Notes from My Homestead

Wood sorrel was one of the first wild plants I taught my kids to identify on their own. The little heart-shaped leaflets and sour-lemony pop are about as kid-friendly as foraging gets, and I trust them to graze on it in the garden without checking in with me first. By June every summer, our Vermont yard is full of yellow wood sorrel, especially around the edges of the raised beds and the gravel paths. The kids call them “sour leaves,” and a handful tossed into a bowl of strawberries with a little maple syrup is one of their favorite quick desserts.

The wood sorrel sorbet is something I make once or twice a summer, mostly for the novelty of it. Most guests can’t place the flavor; they say “lemon,” then “cucumber,” then “something else,” and that “something else” is the wood sorrel. The seed pods are my favorite part: tiny green capsules shaped like miniature okra that snap with a satisfying tartness when you eat them right off the plant. The pods also “pop” when ripe, flinging seeds several feet in all directions, which is exactly the kind of plant trick that gets kids hooked on paying attention to what’s growing under their feet.

What Is Wood Sorrel?

Oxalis is a genus comprised of over 550 species of flowering plants found worldwide.

Many of these species are known as wood sorrels, but they have other common names, including yellow sorrels, yellow oxalis, pink sorrels, shamrock, false shamrocks, sour grasses, sleeping beauty, sour trefoil, sheep’s clover, and oxalises. The name Oxalis comes from the Greek oxus, meaning “sharp” or “sour,” and refers directly to the bright, sour flavor of the leaves.

Depending on the species, this herbaceous weed may be perennial or annual. One of the most common species in North America is the native, perennial Common Yellow Wood Sorrel (Oxalis stricta).
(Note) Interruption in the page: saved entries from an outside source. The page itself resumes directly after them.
PR #7037, opened 2025-08-25
feat: add golden snapshot test for ToolGroupMessage and improve success symbol

bulkypanda:
## TLDR

- Add comprehensive golden snapshot tests for ToolGroupMessage.tsx with 14 test cases
- Replace √ (square root) with ✓ (check mark) for better semantic clarity and monospace font compatibility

There are also many cultivated varieties available today, including some grown as houseplants and others cultivated for their edible tubers.
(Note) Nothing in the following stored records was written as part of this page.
PR #7041, opened 2025-08-25
feat: Disable YOLO and AUTO_EDIT modes for untrusted folders

shrutip90:
## TLDR
For untrusted folders, disable auto approval modes when used in CLI flags and don't allow users to enable them during runtime. Also avoid showing "approve always" option for tool calls, edit ops, etc.

## Dive Deeper

NOTE that when the trust level is changed, since we force restart the CLI, I haven't added approval mode overriding in that path.

**Screenshots:**
Warning shown when CLI flag is overriden:
image

Info message shown when you try to modify the approval mode in interactive shell:
image

Not showing proceed always option for untrusted folders:
image

## Testing Matrix

|          | 🍏  | 🪟  | 🐧  |
| npm run  | ❓  | ❓  | ❓  |
| npx      | ❓  | ❓  | ❓  |
| Docker   | ❓  | ❓  | ❓  |
| Podman   | ❓  | -   | -   |
| Seatbelt | ❓  | -   | -   |

## Linked issues / bugs

### DIFF
--- a/packages/cli/src/config/config.test.ts
+++ b/packages/cli/src/config/config.test.ts
@@ -1868,28 +1868,28 @@ describe('loadCliConfig approval mode', () => {
 
     it('should override --approval-mode=yolo to DEFAULT', async () => {
       process.argv = ['node', 'script.js', '--approval-mode', 'yolo'];
-      const argv = await parseArguments();
+      const argv = await parseArguments({} as Settings);
       const config = await loadCliConfig({}, [], 'test-session', argv);
       expect(config.getApprovalMode()).toBe(ServerConfig.ApprovalMode.DEFAULT);
     });
 
     it('should override --approval-mode=auto_edit to DEFAULT', async () => {
       process.argv = ['node', 'script.js', '--approval-mode', 'auto_edit'];
-      const argv = await parseArguments();
+      const argv = await parseArguments({} as Settings);
       const config = await loadCliConfig({}, [], 'test-session', argv);
       expect(config.getApprovalMode()).toBe(ServerConfig.ApprovalMode.DEFAULT);
     });
 
     it('should override --yolo flag to DEFAULT', async () => {
       process.argv = ['node', 'script.js', '--yolo'];
-      const argv = await parseArguments();
+      const argv = await parseArguments({} as Settings);
       const config = await loadCliConfig({}, [], 'test-session', argv);
       expect(config.getApprovalMode()).toBe(ServerConfig.ApprovalMode.DEFAULT);
     });
 
     it('should remain DEFAULT when --approval-mode=default', async () => {
       process.argv = ['node', 'script.js', '--approval-mode', 'default'];
-      const argv = await parseArguments();
+      const argv = await parseArguments({} as Settings);
       const config = await loadCliConfig({}, [], 'test-session', argv);
       expect(config.getApprovalMode()).toBe(ServerConfig.ApprovalMode.DEFAULT);
     });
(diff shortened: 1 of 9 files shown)


packages/cli/src/config/config.test.ts
```diff
@@ -1848,6 +1851,41 @@ describe('loadCliConfig approval mode', () => {
...
+      expect(config.getApprovalMode()).toBe(ServerConfig.ApprovalMode.DEFAULT);
+    });
+
+    it('should remain DEFAULT when --approval-mode=default', async () => {
+      process.argv = ['node', 'script.js', '--approval-mode', 'default'];
+      const argv = await parseArguments();
+      const config = await loadCliConfig({}, [], 'test-session', argv);
+      expect(config.getApprovalMode()).toBe(ServerConfig.ApprovalMode.DEFAULT);
+    });
+  });
```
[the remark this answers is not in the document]
shrutip90: Done

packages/cli/src/config/config.ts
```diff
@@ -423,6 +423,18 @@ export async function loadCliConfig(
       argv.yolo || false ? ApprovalMode.YOLO : ApprovalMode.DEFAULT;
   }
 
+  // Force approval mode to default if the folder is not trusted.
+  if (
+    !trustedFolder &&
+    (approvalMode === ApprovalMode.YOLO ||
```
jacob314: nit: why not use
approvalMode !== ApprovalMode.DEFAULT instead here so you don't miss a case in the future... for example
ApprovalMode.ALMOST_YOLO

packages/cli/src/ui/hooks/useAutoAcceptIndicator.ts
```diff
@@ -40,6 +43,20 @@ export function useAutoAcceptIndicator({
...
+          addItem(
+            {
+              type: MessageType.INFO,
+              text: 'Cannot enable privileged approval modes in an untrusted folder.',
+            },
+            Date.now(),
+          );
+          return;
+        }
         config.setApprovalMode(nextApprovalMode);
```
jacob314: optional nit: can we make this extra robust? Have
setApprovalMode fail when setting to a mode that is not allowed due to config.isTrustedFolder()?
You could have it throw an exception which you catch or return an error object describing why the operation was not allowed.

jacob314 (commented):
Looks good. A couple minor comments to make this more robust. Lets make config.setApprovalMode fail when it isn't allowed. I believe there is at least one other place we change the approval mode so changing that API will be more robust to ensure users can never get into an unsafe approval mode when they shouldn't.

packages/cli/src/ui/hooks/useAutoAcceptIndicator.ts
shrutip90: Thanks, done.

packages/cli/src/config/config.ts
shrutip90: Done

packages/core/src/config/config.ts
```diff
@@ -566,6 +566,11 @@ export class Config {
   }
 
   setApprovalMode(mode: ApprovalMode): void {
+    if (!this.isTrustedFolder() && mode !== ApprovalMode.DEFAULT) {
```
jacob314, line 567: this is called in edit.ts and a few other places. Please verify that all those places work correctly. Likely a few of them need to be fixed by removing the option from the list of radio buttons to "approve always"
if you search for `setApprovalMode` in the project you will find all the missing cases.

shrutip90: Thanks, checked that there are 3 other places in core - write_file.ts, edit.ts and web-fetch.ts that all call setApprovalMode with Auto edit in case of PROCEED_ALWAYS option selection.

Updated ToolConfirmationMessage to skip this option for untrusted folders. While I am here, I also skipped it in other cases like exec tool calls and mcp tool calls, though these paths do not call setApprovalMode.

Added a screenshot with the updated options in the description.

jacob314 (approved):
lgtm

Common Wood Sorrel Species

A handful of Oxalis species show up most often in foraging conversations:

  • Common Yellow Wood Sorrel (Oxalis stricta) — the most familiar lawn-and-garden species across much of North America, with bright yellow flowers and upright seed pods.
  • Creeping Wood Sorrel (Oxalis corniculata) — a low-growing mat-forming species often confused with O. stricta; commonly found in cracks of pavement, in pots, and in greenhouses.
  • Common Wood Sorrel (Oxalis acetosella) — a woodland species native to Europe and parts of North America with white flowers veined in pink, often growing in deep shade.
  • Violet Wood Sorrel (Oxalis violacea) — a perennial native to North America with pinkish-purple flowers that’s most often found in mature woodlands.
  • False Shamrock (Oxalis triangularis) — a popular houseplant variety with deep purple, triangular leaves.
  • Oca or Uqa (Oxalis tuberosa) — cultivated in the Andes and New Zealand for its edible tubers; not known in the wild.

All of the wood sorrel species are edible, and they can be used interchangeably in any recipe that calls for wood sorrel.

Is Wood Sorrel Edible?

The entire Wood Sorrel plant is edible. People have consumed different varieties of wood sorrel worldwide for hundreds of years. As the common name sour grass suggests, it’s known for its sour flavor, due to the plant’s oxalic acid content.

Wood Sorrel should be eaten in moderation. While oxalic acid isn’t poisonous, excessive amounts can prevent your body from absorbing essential nutrients and minerals. It may also cause kidney stones. The same compound is present in spinach, rhubarb, and many other cultivated vegetables, and the concentrations in wood sorrel are similar to what you’d find in those everyday foods. Anyone eating occasional servings of wood sorrel as part of a varied diet has nothing to worry about. People with a history of kidney stones, gout, rheumatism, or who are sensitive to oxalates should still take care.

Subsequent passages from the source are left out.